Federal Reserve March meeting: Rates hold steady; 3 cuts seen in '24 despite inflation

WASHINGTON--The Federal Reserve left its key interest rate unchanged again Wednesday and stuck to its forecast of three rate cuts this year despite signs that inflation may stay elevated longer.

Fed officials also bumped up their estimates of economic growth and inflation in 2024.

The decision leaves the Fed’s benchmark short-term rate at a 23-year high of 5.25% to 5.5% for a fifth straight meeting. After hiking the rate from near zero since March 2022 to wrestle down high inflation, the central bank has stood pat since July as consumer price increases moderated substantially.

Wednesday’s move means Americans will keep paying higher borrowing costs for now as the Fed battles to slow sharp price increases.

In a statement after a two-day meeting, the Fed repeated that it “does not expect it will be appropriate to reduce the target range until it has gained greater confidence that inflation (now close to 3%) is moving sustainably toward” the Fed’s 2% goal.

What's ahead for homebuyers? Mortgage rates at a 'new normal' of 6%.

How much will interest rates drop?

While inflation has eased more slowly early this year, Fed officials maintained their projection that they’ll lower the federal funds rate by three-quarters of a percentage point to a range of 4.5% to 4.75% by year’s end, according to their median estimate. That’s equivalent to three quarter-point rate cuts, an outlook that could further bolster a stock market that has hit new records since fall on the prospect of lower rates.

At a news conference, Fed Chair Jerome Powell acknowledged that inflation flared in early 2024 after falling dramatically last year. But he said the uptick in January could have been caused by challenges the government faces as it seasonally adjusts the data. The February data was more worrisome, he said, but it appeared to show less of a spike than the previous month.

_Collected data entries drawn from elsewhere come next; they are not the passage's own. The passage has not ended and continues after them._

PR #2101, opened 2024-10-31
[A11y][VoiceOver] Set accessibility value for the sheet expansion state

nodes11:
### Platforms Impacted
- [X] iOS
- [ ] visionOS
- [ ] macOS

### Description of changes

Currently, the resizing handle of the bottom sheet does not read its current state (i.e. "Collapsed" or "Expanded"). This change adds that functionality to align with Apple system sheets and improve the VoiceOver experience.

I `updateResizingHandleViewAccessibility` to set the `accessibilityValue` on the `resizingHandle` based on the provided expansion state. Updated where `updateResizingHandleViewAccessibility` is called to ensure that the accessibility values are updated before the voiceover reads the new state.

### Binary change

### Verification

On iPhone, in the Fluent Test app, I validated that the "Expanded" value is read when the sheet is in an expanded state and that the "Collapsed" value is read when the sheet is in a collapsed state.

<details>
After:

https://github.com/user-attachments/assets/812cb6cc-fecd-4a74-a7ca-f99b353d2183

</details>

### Pull request checklist

This PR has considered:
 ###### Microsoft Reviewers: [Open in CodeFlow](https://microsoft.github.io/open-pr/?codeflow=https://github.com/microsoft/fluentui-apple/pull/2101)

### DIFF
--- a/Sources/FluentUI_iOS/Components/Bottom Sheet/BottomSheetController.swift
+++ b/Sources/FluentUI_iOS/Components/Bottom Sheet/BottomSheetController.swift
@@ -174,7 +174,7 @@ public class BottomSheetController: UIViewController, Shadowable, TokenizedContr
     /// The message should convey the "Expand" action and will be used when the bottom sheet is collapsed.
     @objc public var handleExpandCustomAccessibilityLabel: String? {
         didSet {
-            updateResizingHandleViewAccessibility()
+            updateResizingHandleViewAccessibility(for: currentExpansionState)
         }
     }
 
@@ -182,7 +182,7 @@ public class BottomSheetController: UIViewController, Shadowable, TokenizedContr
     /// The message should convey the "Collapse" action and will be used when the bottom sheet is expanded.
     @objc public var handleCollapseCustomAccessibilityLabel: String? {
         didSet {
-            updateResizingHandleViewAccessibility()
+            updateResizingHandleViewAccessibility(for: currentExpansionState)
         }
     }
 
@@ -496,6 +496,8 @@ public class BottomSheetController: UIViewController, Shadowable, TokenizedContr
         super.viewDidAppear(animated)
 
         tokenSet.update(fluentTheme)
+
+        updateResizingHandleViewAccessibility(for: currentExpansionState)
     }
 
     public override func viewDidLayoutSubviews() {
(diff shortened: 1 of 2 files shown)


joannaquu:
can you just call `updateResizingHandleViewAccessibility` in `move(...)`? or is the issue still that the value is wrong

Sources/FluentUI_iOS/Components/Bottom Sheet/BottomSheetController.swift
```diff
@@ -677,6 +677,20 @@ public class BottomSheetController: UIViewController, Shadowable, TokenizedContr
         }
     }
 
+    private func updateResizingHandleViewAccessibilityValue(for state: BottomSheetExpansionState) {
+        switch state {
+        case .collapsed:
+            resizingHandleView.accessibilityValue = "Accessibility.Drawer.ResizingHandle.Value.Collapsed".localized
+            break
```
anandrajeswaran, line 684: No need for `break`? (I <3 swift)

Sources/FluentUI_iOS/Components/Bottom Sheet/BottomSheetController.swift
```diff
@@ -677,6 +677,20 @@ public class BottomSheetController: UIViewController, Shadowable, TokenizedContr
...
+        case .expanded:
+            resizingHandleView.accessibilityValue = "Accessibility.Drawer.ResizingHandle.Value.Expanded".localized
+            break
+        default:
```
anandrajeswaran, line 688: General best practice to avoid default cases (especially for enums we define in our module) so any added cases must explicitly consider whether there should be an accessibility value

Sources/FluentUI_iOS/Components/Bottom Sheet/BottomSheetController.swift
```diff
@@ -667,13 +670,15 @@ public class BottomSheetController: UIViewController, Shadowable, TokenizedContr
         move(to: isExpanded ? .collapsed : .expanded, interaction: .resizingHandleTap)
     }
 
-    private func updateResizingHandleViewAccessibility() {
-        if currentExpansionState == .expanded {
+    private func updateResizingHandleViewAccessibility(for state: BottomSheetExpansionState) {
```
nodes11, line 673: This method was being called from the `didSet` method for `currentExpansionState` when the `currentExpansionState` is `.transitioning`. The accessibility properties would be set for the collapsed state via the `else` block and the sheet would read "Expand, Collapsed, Douple to tap expand" after the sheet was in the expanded state. The `currentExpansionState` is set again to the `.expanded` state but the updated accessibility properties are not set in time for VoiceOver to read them correctly.

 There is no real Accessibility/VoiceOver use case for the transitioning state. Let's only update the accessibility properties if the state is `expanded` or `collapsed` and no-op for other states.

mischreiber (approved):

"The story is really essentially the same of inflation coming down gradually to 2% on a sometimes bumpy path," Powell said. "We're not going to overreact...to the two months of data. Nor are we going to ignore them."

Powell wasn't more specific on when the Fed could start shaving rates except to reiterate that it likely will be "sometimes this year." He noted, however, that besides further progress on inflation, Fed officials also could lower rates "if there's a significant weakening in the labor market."

Futures markets continue to predict three rate decreases this year, with the first coming in June.

Some economists believe the Fed will slice rates more sharply this year in response to both a softening economy and slowing inflation.